The European Central Bank (ECB) on Wednesday left the door open for further ultra-cheap loans to European banks, saying it had an array of instruments at its disposal to support the nascent recovery.
The bank has already offered two rounds of funding under its long-term refinancing operations or LTROs which were credited with helping turn around the crisis in Europe.
"We view this recovery as weak, as fragile, as uneven," Mario Draghi, president of the central bank, said after the ECB left rates on hold at a record low of 0.5 percent. He repeated its earlier commitment to keeping rates at present or lower levels for an extended period of time.
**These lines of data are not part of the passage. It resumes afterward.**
PR #578, opened 2022-09-12
Revert "Revert "Shutdown the daemon on idle by default""

### LINKED ISSUE #460: Possible memory leak with dnf backend
packagekitd consumes what I think is an unreasonable amount of memory, especially for a daemon intended to be running at all times. On my system it quickly consumes several hundred MB and after some time typically grows beyond 800MB resident memory.

When profiled on fedora you you can see it allocates upwards of 60MB of heap space per what ill call "a bad query". When viewing the systemd unit you can see that the heap profiler reports ~150GB of allocations to satisfy the query before reporting
`get-update-detail transaction /2154_ceebebbb from uid 1000 finished with success after 265536ms`.

Attached is the pdf of the pprof output (i can provide the actual heap dumps as well from the full run if desired).
[dump.pdf](https://github.com/hughsie/PackageKit/files/6134308/dump.pdf)

Tested on fedora 33.
PackageKit 1.2.2
Probable caller of the "bad query" gnome-software.

yump:
This reverts commit dca1f5b2508a4632d0b9fefab771a5a9caf83a5c.

Which reverted commit 0c84d71509e851db20445c747529bd7d3724f081, which reverted commit c6eb3555ec5b41e988c111d276764d55fb83bda3.

Fixes #460.  High memory usage was also reported on Redhat's bug tracker back in 2016, and a couple more times since:

https://bugzilla.redhat.com/show_bug.cgi?id=1354074 
https://bugzilla.redhat.com/show_bug.cgi?id=1854875 
https://bugzilla.redhat.com/show_bug.cgi?id=1896964

The memory usage of packagekitd without the timeout has been observed growing well beyond half a GiB. On two of my own machines running Fedora 36 as I write this, 537 MiB and 696 MiB. 

As I understand it, this timeout causes some slightly surprising behavior when users mix command line dnf upgades with GUI PackageKit upgrades, and do not manually run an update check before rebooting for update. But that is an edge case, and the price of not having it is too high.

### DIFF
--- a/src/pk-main.c
+++ b/src/pk-main.c
@@ -182,12 +182,14 @@ main (int argc, char *argv[])
 	syslog (LOG_DAEMON | LOG_DEBUG, "daemon start");
 
 	/* after how long do we timeout? */
-	exit_idle_time = g_key_file_get_integer (conf, "Daemon", "ShutdownTimeout", NULL);
+	exit_idle_time = g_key_file_get_integer (conf, "Daemon", "ShutdownTimeout", &error);
 	/* THIS COMMENT IS A TSUNAMI STONE
 	 * Before removing the default timeout, please study the git history and
 	 * be sure that you are not regressing Redhat bugzilla #1354074 (again). */
-	if (exit_idle_time == 0)
+	if (error != NULL) {
 		exit_idle_time = 300;
+		g_clear_error(&error);
+	}
 	g_debug ("daemon shutdown set to %i seconds", exit_idle_time);
 
 	/* override the backend name */
--- a/src/pk-main.c
+++ b/src/pk-main.c
@@ -183,9 +183,9 @@ main (int argc, char *argv[])
 
 	/* after how long do we timeout? */
 	exit_idle_time = g_key_file_get_integer (conf, "Daemon", "ShutdownTimeout", NULL);
-        /* THIS COMMENT IS A TSUNAMI STONE 
-         * Before removing the default timeout, please study the git history and
-         * be sure that you are not regressing Redhat bugzilla #1354074 (again). */
+	/* THIS COMMENT IS A TSUNAMI STONE
+	 * Before removing the default timeout, please study the git history and
+	 * be sure that you are not regressing Redhat bugzilla #1354074 (again). */
 	if (exit_idle_time == 0)
 		exit_idle_time = 300;
 	g_debug ("daemon shutdown set to %i seconds", exit_idle_time);
--- a/src/pk-main.c
+++ b/src/pk-main.c
@@ -190,7 +190,7 @@ main (int argc, char *argv[])
          * regressing Redhat bugzilla #1354074 (again). */
 	if (error != NULL) {
 		exit_idle_time = 300;
-		g_clear_error(&error);
+		g_clear_error (&error);
 	}
 	g_debug ("daemon shutdown set to %i seconds", exit_idle_time);
 
--- a/src/pk-main.c
+++ b/src/pk-main.c
@@ -184,8 +184,10 @@ main (int argc, char *argv[])
 	/* after how long do we timeout? */
 	exit_idle_time = g_key_file_get_integer (conf, "Daemon", "ShutdownTimeout", &error);
 	/* THIS COMMENT IS A TSUNAMI STONE
-	 * Before removing the default timeout, please study the git history and
-	 * be sure that you are not regressing Redhat bugzilla #1354074 (again). */
+         * The automatic shutdown timeout is necessary to avoid very high
+         * memory usage with the dnf backend.  If you want to remove this
+         * timeout, please study the git history and be sure that you are not
+         * regressing Redhat bugzilla #1354074 (again). */
 	if (error != NULL) {
 		exit_idle_time = 300;
 		g_clear_error(&error);
--- a/src/pk-main.c
+++ b/src/pk-main.c
@@ -183,6 +183,11 @@ main (int argc, char *argv[])
 
 	/* after how long do we timeout? */
 	exit_idle_time = g_key_file_get_integer (conf, "Daemon", "ShutdownTimeout", NULL);
+        /* THIS COMMENT IS A TSUNAMI STONE 
+         * Before removing the default timeout, please study the git history and
+         * be sure that you are not regressing Redhat bugzilla #1354074 (again). */
+	if (exit_idle_time == 0)
+		exit_idle_time = 300;
 	g_debug ("daemon shutdown set to %i seconds", exit_idle_time);
 
 	/* override the backend name */
--- a/src/pk-main.c
+++ b/src/pk-main.c
@@ -192,7 +192,10 @@ main (int argc, char *argv[])
 		exit_idle_time = 300;
 		g_clear_error (&error);
 	}
-	g_debug ("daemon shutdown set to %i seconds", exit_idle_time);
+	if (exit_idle_time > 0)
+		g_debug ("daemon shutdown set to %i seconds", exit_idle_time);
+	else
+		g_debug ("daemon will not shut down on idle");
 
 	/* override the backend name */
 	if (backend_name != NULL) {
--- a/src/pk-main.c
+++ b/src/pk-main.c
@@ -184,10 +184,10 @@ main (int argc, char *argv[])
 	/* after how long do we timeout? */
 	exit_idle_time = g_key_file_get_integer (conf, "Daemon", "ShutdownTimeout", &error);
 	/* THIS COMMENT IS A TSUNAMI STONE
-         * The automatic shutdown timeout is necessary to avoid very high
-         * memory usage with the dnf backend.  If you want to remove this
-         * timeout, please study the git history and be sure that you are not
-         * regressing Redhat bugzilla #1354074 (again). */
+	 * The automatic shutdown timeout prevents memory leaks in some
+	 * backends from getting out of hand.  If you want to remove this
+	 * timeout, please study the git history and be sure that you are not
+	 * regressing Redhat bugzilla #1354074 (again). */
 	if (error != NULL) {
 		exit_idle_time = 300;
 		g_clear_error (&error);
--- a/src/pk-main.c
+++ b/src/pk-main.c
@@ -186,8 +186,8 @@ main (int argc, char *argv[])
 	/* THIS COMMENT IS A TSUNAMI STONE
 	 * The automatic shutdown timeout prevents memory leaks in some
 	 * backends from getting out of hand.  If you want to remove this
-	 * timeout, please study the git history and be sure that you are not
-	 * regressing Redhat bugzilla #1354074 (again). */
+	 * timeout, please study the Git history and be sure that you are not
+	 * regressing Red Hat bugzilla #1354074 (again). */
 	if (error != NULL) {
 		exit_idle_time = 300;
 		g_clear_error (&error);


hughsie:
This isn't a fix, it's a workaround. Somebody needs to fix libdnf.

yump:
It is my understanding that [libdnf is in the process of a major rewrite](https://fedoraproject.org/wiki/Changes/ReplaceDnfWithDnf5), including a new daemon with similar functionality to PackageKit.  Presumably the people with the best skills and knowledge to fix libdnf are engaged with that.

The branch name is honest, and it is an improvement over the status quo.  This is not a fix, but it is simple, doesn't pre-empt DNF5, and stops the bleeding. 512 MiB times [$2.56 / GiB](https://pcpartpicker.com/products/memory/#F=6000000,11000000&S=3200,6600&ff=ddr4&sort=ppgb&page=1) times between [70,000](https://www.reddit.com/r/Fedora/) and [200,000](https://data-analysis.fedoraproject.org/csv-reports/images/fedora-os-latest-stacked.png) people... is not inconsiderable.

Conan-Kudo:
Yeah, we're probably going to get a new PackageKit-DNF5 backend in the near future to deal with this longer-term.

Conan-Kudo (approved):

Conan-Kudo:
The problem is coming from hung gpg agents from librepo by libdnf, which is not easily fixed in dnf4...

yump:
> If you land this before you've fixed the regressions that it caused, then Fedora will need to revert it downstream. And since Fedora is the distro you're trying to fix, we'll be back to square one, except now everyone is dissatisfied.

Have I misunderstood the comment at [https://gitlab.gnome.org/GNOME/gnome-shell/-/merge_requests/1227#note_784327](https://gitlab.gnome.org/GNOME/gnome-shell/-/merge_requests/1227#note_784327)?  It sounds as if there only problems when command line updates are mixed with GUI updates, and I when I stopped packagekitd and ran Gnome Software, it seemed to auto-start packagekitd and function normally.

I've started a longer test -- mask packagekitd, wait a few days, update with dnf, un-mask pacakgekitd, and see if Gnome Software does anything unacceptably weird.  

While I'm waiting for the results of that, I suggest you boot your machine with `mem=4G` on the kernel command line and see how the other half lives.  Maybe you will not be so satisfied with spending 500-1000 MiB on supporting a use case that everyone warns against anyway.

If Fedora goes that way, I will of course be setting `ShutdownTimeout=60` in PackageKit.conf on every machine I administer, but I would rather [fix the problem at scale](https://blogs.gnome.org/tbernard/2020/01/17/doing-things-that-scale/).

For what it's worth, my mother, who uses Gnome Software to do her own updates, has been trained by half a lifetime of Windows usage that you have to check for updates, apply updates, reboot, check for updates again, maybe apply updates again, etc, until no available updates are reported.  She therefore feels perfectly at home with giving Gnome Software the necessary accommodations. Given how long the `dnf offline-upgrade` double reboot takes, it would seem reasonable for Gnome Software to synchronously do `refresh-cache; get-updates` *before* going down for updates, instead of relying on the signals.

yump:
@mcatanzaro Alright so the test is complete.  Here is exactly what I did, on a machine running Fedora 36:

1. `systemctl mask --now packagekit`, to prevent any automatic or accidental manual updates.
2. Wait a day for some updates to become available.
3. `systemctl unmask packagekit`
4. Open Gnome Software, go to update tab, click refresh button to check for updates. (packagekitd is started by dbus activation.)
5. Click "Download" for updates requiring reboot, and wait for it to complete.
6. Close Gnome Software.
7. `systemctl stop packagekit`
8. Update with `dnf up --refresh`.
9. `systemctl status packagekit`, to double-check it's still not running.
10. Reboot with the menu in Gnome shell's top bar, with the box checked to apply updates (even though there are no updates, because I just installed them with dnf).

And here is exactly what happened:

1. Machine reboots once and shows the "Installing updates" splash.
2. Progress bar goes from 0-100% nearly instantly.
3. Machine reboots again to the login screen and I log in as usual.

`dnf history --reverse` shows this:
```
ID     | Command line              | Date and time    | Action(s)      | Altered
--------------------------------------------------------------------------------
   551 | up --refresh              | 2022-09-14 16:14 | Upgrade        |   15   
   552 |                           | 2022-09-14 16:15 |                |    0   
```

The first transaction is the command line upgrade, and the second is the offline upgrade, which altered zero packages.  `dnf history info 552` reports:

```
Transaction ID : 552
Begin time     : Wed 14 Sep 2022 04:15:59 PM CDT
Begin rpmdb    : 6c42bc169442fa2b126755637f57753c197122238a0f9d3aad65ce638e9dd6b0
End time       : Wed 14 Sep 2022 04:15:59 PM CDT (0 seconds)
End rpmdb      : 6c42bc169442fa2b126755637f57753c197122238a0f9d3aad65ce638e9dd6b0
User           : root <root>
Return-Code    : Success
Releasever     : 
Command Line   : 
Comment        : 
Packages Altered:
```

That is, the extent of the horkage I observed is

1. The power menu says there are updates to apply on reboot, when that is not true.
2. This tricks the user into doing a no-op double-reboot (admittedly annoying with encrypted disks).

Do you have detailed instructions to reproduce the update failure [reported by Kalev Lember here](https://gitlab.gnome.org/GNOME/gnome-shell/-/merge_requests/1227#note_784327)?  Nothing I encountered in my test was anywhere near as bad as losing **500+ megabytes of RAM**.

And on that note... how has `mem=4G` been treating you?  [32% of Firefox users have 4 GB or less](https://data.firefox.com/dashboard/hardware).  When I tried that, I couldn't even open my Firefox session without it getting OOM killed, but to be fair I have a lot of windows open.

mcatanzaro:
> That is, the extent of the horkage I observed is
> 
> The power menu says there are updates to apply on reboot, when that is not true.
> This tricks the user into doing a no-op double-reboot (admittedly annoying with encrypted disks).

That's really not OK, though, so let's look into that. Looking at gnome-shell's endSessionDialog.js, I see that GNOME is actually receiving the info on prepared updates directly from PackageKit. (I had incorrectly assumed it was going via GNOME Software.) Opening the end session dialog should immediately refresh the update state from PackageKit, so this actually seems like it's probably a PackageKit bug that the state is wrong? That's probably good, because I was thinking something was wrong with GNOME Software that would need to be fixed there, but if the end session dialog is stale, then it's not involved. The code is [here](https://gitlab.gnome.org/GNOME/gnome-shell/-/blob/a4ae46a881fd5564aa5ea6d94ff44344f0513815/js/ui/endSessionDialog.js#L696). We can find out for certain by inspecting PackageKit's D-Bus properties when the end session dialog is in this bad state to see if PackageKit is providing bogus info. (PackageKit should get autostarted when the end session dialog is open.)

> Do you have detailed instructions to reproduce the update failure [reported by Kalev Lember here](https://gitlab.gnome.org/GNOME/gnome-shell/-/merge_requests/1227#note_784327)? Nothing I encountered in my test was anywhere near as bad as losing 500+ megabytes of RAM.

I don't, but I think your test was a pretty decent way to verify that whatever bug Kalev found _probably_ no longer occurs. Maybe a GNOME Software bug that has been fixed in the past two years? Based on the instructions you posted, I think you took reasonable care to ensure this bug no longer occurs.

> And on that note... how has mem=4G been treating you? [32% of Firefox users have 4 GB or less](https://data.firefox.com/dashboard/hardware). When I tried that, I couldn't even open my Firefox session without it getting OOM killed, but to be fair I have a lot of windows open.

Not brave enough, sorry. :P

gordonmessmer:
This week, I opened 4 memory-related PRs against PackageKit and libdnf, and on my local system packagekitd's RSS shrinks to around 75MB at idle, after instructing it to refresh data and invoking other interfaces like command-not-found.  I'm happy with progress here, but I've also run with ShutdownTimeout and this seems like a very usable configuration.

Is there any reason this change can't be merged (or that the default can't be changed in Fedora?)  Which is to say, specifically, @mcatanzaro do you have any objections to this change?

gordonmessmer:
> The problem is coming from hung gpg agents from librepo by libdnf, which is not easily fixed in dnf4...

Is there an open bug report that describes that in more detail?  I do see gpg-agent processes locally, but it doesn't seem like they use a *lot* of memory.

I was interested in trying to shut them down, but I actually couldn't identify where they'd been started.

Conan-Kudo:
> > The problem is coming from hung gpg agents from librepo by libdnf, which is not easily fixed in dnf4...
> 
> Is there an open bug report that describes that in more detail? I do see gpg-agent processes locally, but it doesn't seem like they use a _lot_ of memory.
> 
> I was interested in trying to shut them down, but I actually couldn't identify where they'd been started.

On my system, they don't result in memory leaks, but they do result in PK hanging when trying to quit during system shutdown until systemd kills its cgroup.

mcatanzaro:
So my only concern here is that last time we shut down PackageKit on idle, it [broke GNOME](https://github.com/PackageKit/PackageKit/commit/dca1f5b2508a4632d0b9fefab771a5a9caf83a5c). As long as that doesn't happen again, then I have no other concerns.

hughsie:
> As long as that doesn't happen again

I don't think there's anything added to stop this kind of breakage happening again.

gordonmessmer:
> So my only concern here is that last time we shut down PackageKit on idle, it broke GNOME

We have two descriptions of system behavior with auto shutdown.  @yump provided one here in September, indicating that after updating with dnf the GNOME UI would still reflect pending updates, and that the system would attempt to apply those updates, find that they were already installed, and reboot again.  As far as I can tell, Kalev Lember described the same situation, but said that that offline updates "just fail" without describing how they fail.

Between the two reports, yump's is more detailed, and it's hard to justify classifying GNOME's out-of-date indication that updates are pending as a major problem, especially since it would only affect users who know enough about command-line package management to prefer it for some reason.

ximion:
@hughsie 
> I don't think there's anything added to stop this kind of breakage happening again.

Can you maybe quickly summarize what the GNOME issue even is? I've scanned through the old bug reports, but I don't think I even understand the problem, and why it's supposed to be in PackageKit.
Keeping the PK process around feels quite wasteful in general, so it would actually be nice to get that timeout feature back (even though I really don't like that it seems to paper over bugs in other software).

mcatanzaro:
> Between the two reports, yump's is more detailed, and it's hard to justify classifying GNOME's out-of-date indication that updates are pending as a major problem, especially since it would only affect users who know enough about command-line package management to prefer it for some reason.

No, that's actually exactly the problem. The end session dialog needs to accurately reflect the state of available system updates even if dnf is used to apply updates behind PackageKit's back, or we'll get complaints about broken updates. Same applies for installed or removed packages: GNOME Software needs to know what's installed or what's not, or users will complain.

gordonmessmer:
If someone wrote a dnf plugin that signaled to packagekitd that it should wake up and refresh its view of whether or not there are updates pending, would that resolve the perceived risks of shutting down packagekit on idle?  Is that approach feasible?  (Which is to say, is there currently such a dbus API in packagekitd?)

gordonmessmer:
Yeah, this seems feasible.  With an appropriate plugin, dnf can notify PackageKit that updates have been applied (even if it is stopped at the time).  With that plugin installed, the GNOME UI will no longer present the user with the option to reboot and apply updates, which should clear Fedora to use ShutdownTimeout.

https://github.com/rpm-software-management/dnf-plugins-core/pull/479

ximion:
FWIW, this is the hook we use for APT/dpkg: https://github.com/PackageKit/PackageKit/blob/main/backends/apt/20packagekit - if DNF did the same, this issue would be gone, as far as I understand it.

gordonmessmer:
Thanks, @ximion .  I updated my PR to match the method used by the apt plugin, and verified that it also works.  

(Though for reasons I haven't looked into, RefreshCache causes gnome-software to refresh its view of updates available to download, and StateHasChanged doesn't seem to do that, it only updates gnome-software's view of whether updates are available to install after reboot.  The problem we've discussed here is still fixed, but it seems like StateHasChanged should do more than it does.)

Would it be better to include the dnf plugin in PackageKit, rather than dnf-plugins-core?  I can easily retract the other PR and add a new one on this project.

mcatanzaro:
Huh, nice. You're really taking care of everything. Yes, with this fixed, I _think_ we should be able to revert safely.

> Would it be better to include the dnf plugin in PackageKit, rather than dnf-plugins-core? I can easily retract the other PR and add a new one on this project.

No opinion.

mcatanzaro:
I actually kinda changed my mind. Keeping the plugin here in PackageKit rather than dnf-plugins-core seems _slightly_ nicer to me. And you've already proposed doing that in #600. I think this pull request is safe to land as soon as that one does.

src/pk-main.c
```diff
@@ -183,6 +183,11 @@ main (int argc, char *argv[])
 
 	/* after how long do we timeout? */
 	exit_idle_time = g_key_file_get_integer (conf, "Daemon", "ShutdownTimeout", NULL);
+        /* THIS COMMENT IS A TSUNAMI STONE 
+         * Before removing the default timeout, please study the git history and
+         * be sure that you are not regressing Redhat bugzilla #1354074 (again). */
+	if (exit_idle_time == 0)
+		exit_idle_time = 300;
```
mcatanzaro, line 190: Let's drop that comment:

```suggestion
	if (exit_idle_time == 0)
		exit_idle_time = 300;
```

yump: Let's not.  History speaks to its necessity, and I don't want this coming back again a few years down the road.

ximion: After dropping the change it's an inaccurate comment though, and even worse, it's a Fedora/DNF-specific workaround to an entirely different issue. So there's not much of a point to keeping a random comment in this place.
A comment with "there was a bug once for which there was a workaround here once" is quite odd...

src/pk-main.c
```diff
@@ -183,6 +183,11 @@ main (int argc, char *argv[])
 
 	/* after how long do we timeout? */
 	exit_idle_time = g_key_file_get_integer (conf, "Daemon", "ShutdownTimeout", NULL);
+        /* THIS COMMENT IS A TSUNAMI STONE 
+         * Before removing the default timeout, please study the git history and
+         * be sure that you are not regressing Redhat bugzilla #1354074 (again). */
+	if (exit_idle_time == 0)
```
ximion, line 189: I wonder if this should look like this:
```suggestion
	if (exit_idle_time < 0)
		exit_idle_time = 0;
	else if (exit_idle_time == 0)
		exit_idle_time = 300;
```
With https://github.com/PackageKit/PackageKit/blob/main/etc/PackageKit.conf#L17 being changed to say `Shut down the daemon after this many seconds idle. -1 means don't shutdown.`

That is because 0 is returned *both* if the `ShutdownTimeout` setting is set to 0, and if it isn't set at all, so if the user sets this to 0, we will still time out, which certainly isn't the desired behavior (not a bug in this patch, probably just a historical oversight).

ximion (changes requested):

src/pk-main.c
mcatanzaro: So here you are adding a comment that says "Before removing the default timeout" in the same commit that itself removes the default timeout. Hence, the new comment is immediately stale and incorrect. You have to at least edit it somehow to not be wrong.

src/pk-main.c
yump: Oh, it's for sure a bug in the patch, and trying to fix it I noticed that the comment was indented with tabs.

This whole thing seems terribly convoluted.  Following the propagation of `ShutdownTimeout`, it is read in as `int exit_idle_time`, then implicitly cast to `uint helper.exit_idle_time`, but only if already greater than zero so that's okay, then implicitly rounded up modulo 5 seconds by `g_timeout_add_seconds()`.

With -1 used thas way, it would be

-1 means no timeout  
0 means 300 seconds  
unspecified means 300 seconds  
anything else means itself rounded up modulo 5 seconds.

I haven't used GLib before, but it seems like by handling the error we can have `ShutdownTimeout=0` behave as documented in the config file comment.  Patch to follow.

src/pk-main.c
yump: Could you clarify "after dropping the change"? Which change, and how is the comment inaccurate without it?  @gordonmessmer's DNF plugin solves the problem of packagekit's model of the system getting out of sync with dnf, but if someone in the future comes up with some *other* reason they think packagekitd should run forever, they could easily reintroduce the resource squandering.

The magnitude of the issue is DNF-specific, but I don't think the issue itself is.  The cost of packagekitd is particularly high with the DNF backend, but with other backends it is not zero, as you said last week.

yump:
I tested [89e582e](https://github.com/PackageKit/PackageKit/pull/578/commits/89e582ec01c208646c67b06b18dcc3034c8453c1) on my machine, applied against the PackageKit in Fedora 37, and the config file seems to have the expected semantics, but someone with more C/GLib experience should verify that `g_clear_error()` is the right thing to do.

src/pk-main.c
yump: @mcatanzaro I am adding a comment that says "Before removing the default timeout" in the same commit that **adds back** the default timeout.  300s is the default timeout. Removing the default timeout is something that future maintainers should not do without great caution.

However if you misunderstood it, it is not clear, so I will word it.

src/pk-main.c
```diff
@@ -182,7 +182,16 @@ main (int argc, char *argv[])
...
-	exit_idle_time = g_key_file_get_integer (conf, "Daemon", "ShutdownTimeout", NULL);
+	exit_idle_time = g_key_file_get_integer (conf, "Daemon", "ShutdownTimeout", &error);
+	/* THIS COMMENT IS A TSUNAMI STONE
+         * The automatic shutdown timeout is necessary to avoid very high
+         * memory usage with the dnf backend.  If you want to remove this
+         * timeout, please study the git history and be sure that you are not
+         * regressing Redhat bugzilla #1354074 (again). */
+	if (error != NULL) {
+		exit_idle_time = 300;
+		g_clear_error(&error);
```
mcatanzaro, line 193: Yes, this is the right thing to do. You have to manually free the error and set it to NULL here, despite the g_autoptr, because the error is reused later on in this function and it's a bug to fail to unset the error before passing it to function that might set it. g_error_free() is not enough, so g_clear_error() is best.

However, code style fix:

```suggestion
		g_clear_error (&error);
```

src/pk-main.c
ximion: > Could you clarify "after dropping the change"? Which change, and how is the comment inaccurate without it?

With your change, the daemon will quit again. So the behavior the text speaks about is "times out now", which is not what it originally was about. With the status quo changed back again, that comment would be incredibly misleading.

> The magnitude of the issue is DNF-specific, but I don't think the issue itself is. The cost of packagekitd is particularly high with the DNF backend, but with other backends it is not zero, as you said last week.

It's pretty DNF-specific, the other backends consume memory, but nothing nearly this bad. But precisely because we want to consume as few background resources as possible, we *want* PK to time out again.

> Removing the default timeout is something that future maintainers should not do without great caution.

Honestly, I think you should either drop the previous comment, or reword it to say that the timeout should not be dropped because backends may leak resources.

src/pk-main.c
```diff
@@ -182,7 +182,16 @@ main (int argc, char *argv[])
 	syslog (LOG_DAEMON | LOG_DEBUG, "daemon start");
 
 	/* after how long do we timeout? */
-	exit_idle_time = g_key_file_get_integer (conf, "Daemon", "ShutdownTimeout", NULL);
+	exit_idle_time = g_key_file_get_integer (conf, "Daemon", "ShutdownTimeout", &error);
+	/* THIS COMMENT IS A TSUNAMI STONE
+         * The automatic shutdown timeout is necessary to avoid very high
```
ximion, line 187: Technically this is band-aid... Why not
```suggestion
	 * The automatic shutdown is used to prevent memory leaks in some backends to get out of hand. If you want to remove the timeout, please ensure you are not regressing Red Hat bugzilla #1354074.
```

src/pk-main.c
```diff
@@ -182,7 +182,16 @@ main (int argc, char *argv[])
...
+         * memory usage with the dnf backend.  If you want to remove this
```
ximion, line 188: style: Please use tabs and a single space, not just spaces.

ximion (changes requested):
Just a few tiny style things, then we can merge this!

ximion:
> someone with more C/GLib experience should verify that `g_clear_error()` is the right thing to do.

Yes, doing this is just fine here :-)

src/pk-main.c
```diff
@@ -182,7 +182,16 @@ main (int argc, char *argv[])
...
+         * timeout, please study the git history and be sure that you are not
+         * regressing Redhat bugzilla #1354074 (again). */
+	if (error != NULL) {
+		exit_idle_time = 300;
+		g_clear_error (&error);
+	}
 	g_debug ("daemon shutdown set to %i seconds", exit_idle_time);
```
ximion, line 195:
```suggestion
	if (exit_idle_time > 0)
		g_debug ("daemon shutdown set to %i seconds", exit_idle_time);
	else
		g_debug ("daemon will not shut down on idle");
```

src/pk-main.c
yump: Done, after a brief detour to set up a good `listchars` in my vimrc.

src/pk-main.c
yump: I removed the implication that the timeout was only relevant to dnf, but kept the slightly salty "(again)" and the suggestion to go digging past the first git blame.  I want anyone who comes along, thinking to remove the timeout, to understand that the exact thing that they want to do has caused problems more than once.

ximion (changes requested):
Some of the tiniest nitpicks imaginable, then this is good to go :-)

ximion:
Thank you for the patch! ;-)
I took a while, but I think with the DNF backend change we have a very good solution now.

"We are ready to use all available instruments including an LTRO to make sure that short-term money market rates development are in line with our medium-term assessment of price stability. We have a vast array of instruments to this extent and we exclude no option in order to address the needs as it is most appropriate," he told a press conference.
Unemployment in the euro area remained high, he warned, and the necessary balance sheet adjustments in the public and private sectors would continue to weigh on economic activity.
Concerns have also been raised that a stronger euro could weigh on the region's competitiveness. Since the ECB's last meeting, the U.S. Federal Reserve has surprised investors with a decision to delay the tapering of its asset purchase program, sending the single currency higher.
(Read more: Fed: No taper)
The ECB president would not be drawn on the impact of the move, but said that the bank was attentive to exchange rate developments. The euro exchange rate was important for growth and price stability, he said.
Meanwhile, the U.S. has been plunged into crisis with the first government shutdown in 17 years. The standoff between President Obama and Republican lawmakers over a spending bill has sent the dollar even lower against the dollar and will likely complicate efforts in the U.S. to raise the public debt ceiling later this month.
Draghi said he did not see the prospect of a U.S. default but warned that a long government shutdown would pose a risk to the global and U.S. recovery.